Diptych: My Bracelet
1
Before going to bed I take off my bracelet. It is meant to protect me. A dancer gave it to me: for decades she has known sorrow and beauty. Beloveds have come and gone. Mountains and forest fires. Lives that might have lived through her, but didn’t. Lives that do still live through her. I go to sleep, protected by her love, even though now my wrist is naked. All of you who have lived with the mysterious succession of love and grief, of dogs and dances, of yoga and tears: all of you will know just what I mean.
2
There is sunlight and a staircase ending at the sky. There are electrical wires, a black cable. Then the sound of the train going away. There is my bracelet made of jasper that Peggy made for me.
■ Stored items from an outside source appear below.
PR #3401, opened 2022-09-09
Add "createNotStarted" method that lazily creates context

ttddyy:
Add another variant of `observation` method to delay the observation context creation.  When the registry is a no-op, it fast returns the no-op observation and skips calling the supplier.  This avoids the creation of the observation context.

Ideally, the supplier should be pushed down to more method calls to further delay the context creation, but at least this gives an API that minimize the creation of context.

### DIFF
--- a/micrometer-observation/src/main/java/io/micrometer/observation/docs/DocumentedObservation.java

The river and the sweetness of going down to the river. There is all that darkness rushing under the arches of the old stone bridge. The waiting darkness. The patience. There is the going away: let’s get that straight once and for all. And the new waitress, her hand shaking, the tattoo pulsing at her neck, “And stray impassioned in the littering leaves.”
Copyright © 2015 by Jim Moore. Used with permission of the author.
“For several years I’ve been writing 100-word pieces. More recently I’ve been putting them together in groups of two and three. I don’t see them as sequences, but rather as companion pieces, the way that diptychs often work. The idea comes originally from the paintings of Michael Venezia who places blocks of painted wood next to each other. Proximity is a godsend. The quote is from Wallace Stevens.”